↓↓↓

PR #5666, opened 2026-05-10
fix(server/recovery): skip stranded escalation when issue has unresolved blockers

Noridem:
## Summary

Skip the stranded-issue auto-block when the issue is legitimately waiting on an unresolved blocker recorded in `issue_relations`.

The `reconcileStrandedAssignedIssues()` loop already guards against recent agent activity via the Phase-1 cooldown window (PR #5305, commit `db578ca` — `STRANDED_RECOVERY_COOLDOWN_MS` default 600s). But it has a second false-positive mode: when an issue legitimately waits on a dependency (`issueRelations.type = "blocks"`), the loop reads the missing `executionRunId` as "stranded" and fires the auto-block comment, reverting the issue to `blocked` even though it was working as intended.

This PR closes that gap by adding an `existingUnresolvedBlockerIssueIds()` pre-check at all three `escalateStrandedAssignedIssue()` call sites:

| Site | Branch | service.ts line |
|------|--------|-----------------|
| Site-A | `assignment_recovery` (`todo` path) | 1739 |
| Site-B | `isRepeatedProductiveContinuationRecovery` (in-progress retry) | 1810 |
| Site-C | `issue_continuation_needed` (in-progress fail) | 1872 |

The helper at `service.ts:1541` was already available — `escalateStrandedAssignedIssue` itself calls it on line 1582 to register the recovery issue as a blocker. We now also call it before deciding to escalate, so issues with active blockers are skipped instead.

A new `blockerSkipped` counter on the result object provides operational visibility analogous to the existing `cooldownSkipped`.

## Test plan

- [x] `pnpm --filter @paperclipai/server vitest run src/__tests__/heartbeat-process-recovery.test.ts` — 44/44 PASS (41 existing + 3 new)
- [x] New negative-path test: `continuation_needed` does not escalate when blocker exists
- [x] New negative-path test: `assignment_recovery` does not escalate when blocker exists
- [x] New positive-control test: still escalates after blocker resolves (`status=done`)
- [x] All three new tests verify `blockerSkipped` counter increments correctly

## Production incidents covered

Two reproduced false-positives in our PSY deployment within 48 hours:
- 2026-05-06 MA F4-T2 — auto-blocked despite `blockedByIssueIds` populated
- 2026-05-08 MA F4-T1 — auto-blocked 5 min after atomic wave-trigger

A third recurrence happened on the tracking issue for this very patch while it was being investigated.

## Footprint

- +19 LOC prod / +109 LOC tests
- No API surface change, no schema change, no new ENV flag
- Performance: +1 DB query per iteration only when the cooldown check passes (typically <5% of iterations)

## Companion to PR #5305

Strictly orthogonal to the Phase-1 cooldown fix:
- #5305 covers the *timing* axis (do not escalate while the agent was recently active).
- This PR covers the *state* axis (do not escalate while the issue is legitimately blocked).

Both can land independently.

### DIFF
--- a/server/src/__tests__/heartbeat-process-recovery.test.ts
+++ b/server/src/__tests__/heartbeat-process-recovery.test.ts
@@ -2052,6 +2052,115 @@ describeEmbeddedPostgres("heartbeat orphaned process recovery", () => {
     }
   });
 
+  it("skips Klasse-2 escalation when the in_progress issue has unresolved blockers (continuation_needed path)", async () => {
+    const { companyId, issueId } = await seedStrandedIssueFixture({
+      status: "in_progress",
+      runStatus: "failed",
+      retryReason: "issue_continuation_needed",
+    });
+    const blockerIssueId = randomUUID();
+    const issuePrefix = `T${companyId.replace(/-/g, "").slice(0, 6).toUpperCase()}`;
+    await db.insert(issues).values({
+      id: blockerIssueId,
+      companyId,
+      title: "Unresolved prerequisite blocker",
+      status: "in_progress",
+      priority: "medium",
+      issueNumber: 99,
+      identifier: `${issuePrefix}-99`,
+    });
+    await db.insert(issueRelations).values({
+      companyId,
+      issueId: blockerIssueId,
+      relatedIssueId: issueId,
+      type: "blocks",
+    });
+    const heartbeat = heartbeatService(db);
+
+    const result = await heartbeat.reconcileStrandedAssignedIssues();
+    expect(result.escalated).toBe(0);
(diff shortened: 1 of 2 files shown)


Noridem:
Good catch — fixup pushed in `aa107be` adds the missing negative-path test for Site-B (`isRepeatedProductiveContinuationRecovery`) using the same fixture as the existing positive Site-B coverage at line 2455 of `heartbeat-process-recovery.test.ts` (`runStatus: "succeeded"`, `runSource: "issue.productive_terminal_continuation_recovery"`, `livenessState: "advanced"`).

Updated test count: 45/45 PASS.

PR #5671, opened 2026-05-11
fix(plugin-tool-dispatcher): propagate pluginDbId so worker.isRunning resolves

Ramon-nassa:
Fixes #2391
Fixes #3394
Fixes #4094
Fixes #5501
Fixes #5916
Fixes #6215
Fixes #6514

## Thinking Path

> - Paperclip orchestrates AI agents for zero-human companies
> - Plugins extend the platform by registering agent-callable tools backed by long-running worker processes
> - `PluginToolDispatcher` is the boundary between the HTTP `/api/plugins/tools/execute` route and `PluginWorkerManager`, which owns those worker processes
> - `PluginWorkerManager` keys live workers by the plugin's **database UUID**, but `plugin-loader` was registering tools using only `pluginKey` — so every tool call did `workerManager.isRunning(pluginKey)` and always got `false`
> - As a result, every `POST /api/plugins/tools/execute` against a tool-exposing plugin returned 502 `worker for plugin X is not running`, even though the worker process was alive (hit in production by `vexion.council-chat`; `mem0-sync` would be next)
> - This pull request threads the DB UUID through the dispatcher → registry hop and hardens the contract so omitting the UUID is a compile-time error, not a silent fallback
> - The benefit is plugin tool execution actually works for any plugin declaring `manifest.tools[]`, and the type system prevents the same bug from recurring

## What Changed

- `server/src/services/plugin-loader.ts` — pass in-scope `pluginId` (DB UUID) as the third argument to `toolDispatcher.registerPluginTools`. Single-line root fix.
- `server/src/services/plugin-tool-dispatcher.ts` — `registerPluginTools` now takes `pluginDbId: string` (required, was optional). JSDoc updated to document the worker-routing contract and why the optional signature masked the bug.
- `server/src/services/plugin-tool-registry.ts` — `registerPlugin` throws on missing/empty `pluginDbId` so any new call site that forgets the UUID fails immediately rather than silently falling back to `pluginKey`.
- `server/src/__tests__/plugin-tool-dispatcher-pluginDbId.test.ts` — new focused regression suite covering the activation path, disable→enable lifecycle, worker re-spawn, and the empty-UUID guard.

## Verification

- `pnpm vitest run server/src/__tests__/plugin-tool-dispatcher-pluginDbId.test.ts` — 6/6 passing.
[...]

PR #5676, opened 2026-05-11
fix(plugins): pass DB UUID to registerPluginTools so tools/execute works after reinstall

nilssonr:
## Thinking Path

> - Paperclip orchestrates AI agents via plugin workers communicating over JSON-RPC
> - The plugin tool dispatcher routes `tools/execute` calls through `plugin-tool-registry`, which stores a `pluginDbId` per tool for `workerManager.isRunning()` lookups
> - `workerManager.isRunning(id)` checks the in-memory `workers` map, which is keyed by **DB UUID**
> - `activatePlugin` called `registerPluginTools(pluginKey, manifest)` without passing the DB UUID — so tools were stored with `pluginDbId = pluginKey` (the string key like `"acme.foo"`)
> - `isRunning("acme.foo")` always returned `false` because the workers map has no such entry — only the UUID key — producing a 502 on every `tools/execute` call after reinstall
> - A second issue: `unloadSingle` only called `stopWorker` when `isRunning` was true, leaving crashed/starting/stopping worker handles in the map; `startWorker` would throw "already registered" on the next activate
> - This PR fixes both: pass the DB UUID to `registerPluginTools`, and call `stopWorker` unconditionally in `unloadSingle`

## What Changed

- `server/src/services/plugin-tool-dispatcher.ts`: Add optional `pluginDbId` parameter to `registerPluginTools` interface and implementation; forward it to `registry.registerPlugin`
- `server/src/services/plugin-loader.ts` (`activatePlugin`): Pass `pluginId` (DB UUID) as third argument to `registerPluginTools` so tools store the correct lookup key
- `server/src/services/plugin-loader.ts` (`unloadSingle`): Replace `if (isRunning) stopWorker` with unconditional `stopWorker` call; the manager already handles "not found" gracefully, and crashed/starting handles must also be evicted
- `server/src/__tests__/plugin-tool-registry-reinstall.test.ts`: New regression tests — with UUID → execute succeeds; without UUID → execute throws "not running"; unregister + re-register with new UUID → execute succeeds (hard-delete + reinstall path)

## Verification

```sh
cd server
pnpm exec vitest run src/__tests__/plugin-tool-registry-reinstall.test.ts  # 3 new tests pass
pnpm exec vitest run src/__tests__/plugin-worker-manager.test.ts src/__tests__/plugin-scoped-api-routes.test.ts src/__tests__/plugin-routes-authz.test.ts src/__tests__/plugin-database.test.ts src/__tests__/heartbeat-plugin-environment.test.ts src/__tests__/environment-runtime.test.ts  # 62 existing tests pass
pnpm exec tsc --noEmit  # clean
```

## Risks

- `registerPluginTools` gains an optional third parameter — all existing callers that omit it continue to work (falls back to `pluginId`). The only call that changes behaviour is in `activatePlugin` which now passes the UUID it already has in scope.
- Unconditional `stopWorker` in `unloadSingle` is safe: `stopWorker` logs a warning and returns immediately when no handle exists; `stopInternal` returns immediately when process is already gone (null childProcess after crash).
- Low risk overall: changes are additive to the public interface and fix a consistent failure mode.

## Model Used

- Provider: Anthropic
- Model: claude-sonnet-4-6
- Tool use: yes (file reads, bash, edit)
- Context: 200k

## Checklist

### DIFF
--- a/server/src/__tests__/plugin-tool-registry-reinstall.test.ts
+++ b/server/src/__tests__/plugin-tool-registry-reinstall.test.ts
@@ -1,0 +1,119 @@
+/**
+ * Regression tests for JEN-27: plugin tools/execute 502 after reinstall.
+ *
+ * Root cause: activatePlugin called registerPluginTools(pluginKey, manifest)
+ * without the DB UUID. The tool registry stored pluginDbId = pluginKey.
+ * workerManager.isRunning(pluginKey) always returned false because the workers
+ * map is keyed by DB UUID, not pluginKey. Result: 502 on every tools/execute call.
+ *
+ * Fix: registerPluginTools now accepts an optional pluginDbId parameter.
+ * activatePlugin passes the DB UUID so isRunning checks resolve correctly.
+ */
+
+import { describe, it, expect, vi } from "vitest";
+import { createPluginToolRegistry } from "../services/plugin-tool-registry.js";
+import type { PluginWorkerManager } from "../services/plugin-worker-manager.js";
+import type { PaperclipPluginManifestV1 } from "@paperclipai/shared";
+
+const PLUGIN_KEY = "acme.test-plugin";
+const PLUGIN_DB_UUID = "00000000-0000-0000-0000-000000000001";
+
+const manifest: PaperclipPluginManifestV1 = {
+  id: PLUGIN_KEY,
+  apiVersion: 1,
+  version: "1.0.0",
+  displayName: "Test Plugin",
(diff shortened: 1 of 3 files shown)


devinfoley:
Closing as duplicate of #5671 (now merged in 62863126). #5671 threads pluginDbId through the plugin tool dispatcher and registry to fix the '502 worker not running' routing bug — the same root cause this PR addressed. Thanks for the contribution!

↑↑↑

Set down exactly the lines that begin the records and continue through the line bearing "existing + 3 new)"; include both ends.

PR #5666, opened 2026-05-10
fix(server/recovery): skip stranded escalation when issue has unresolved blockers

Noridem:
## Summary

Skip the stranded-issue auto-block when the issue is legitimately waiting on an unresolved blocker recorded in `issue_relations`.

The `reconcileStrandedAssignedIssues()` loop already guards against recent agent activity via the Phase-1 cooldown window (PR #5305, commit `db578ca` — `STRANDED_RECOVERY_COOLDOWN_MS` default 600s). But it has a second false-positive mode: when an issue legitimately waits on a dependency (`issueRelations.type = "blocks"`), the loop reads the missing `executionRunId` as "stranded" and fires the auto-block comment, reverting the issue to `blocked` even though it was working as intended.

This PR closes that gap by adding an `existingUnresolvedBlockerIssueIds()` pre-check at all three `escalateStrandedAssignedIssue()` call sites:

| Site | Branch | service.ts line |
|------|--------|-----------------|
| Site-A | `assignment_recovery` (`todo` path) | 1739 |
| Site-B | `isRepeatedProductiveContinuationRecovery` (in-progress retry) | 1810 |
| Site-C | `issue_continuation_needed` (in-progress fail) | 1872 |

The helper at `service.ts:1541` was already available — `escalateStrandedAssignedIssue` itself calls it on line 1582 to register the recovery issue as a blocker. We now also call it before deciding to escalate, so issues with active blockers are skipped instead.

A new `blockerSkipped` counter on the result object provides operational visibility analogous to the existing `cooldownSkipped`.

## Test plan

- [x] `pnpm --filter @paperclipai/server vitest run src/__tests__/heartbeat-process-recovery.test.ts` — 44/44 PASS (41 existing + 3 new)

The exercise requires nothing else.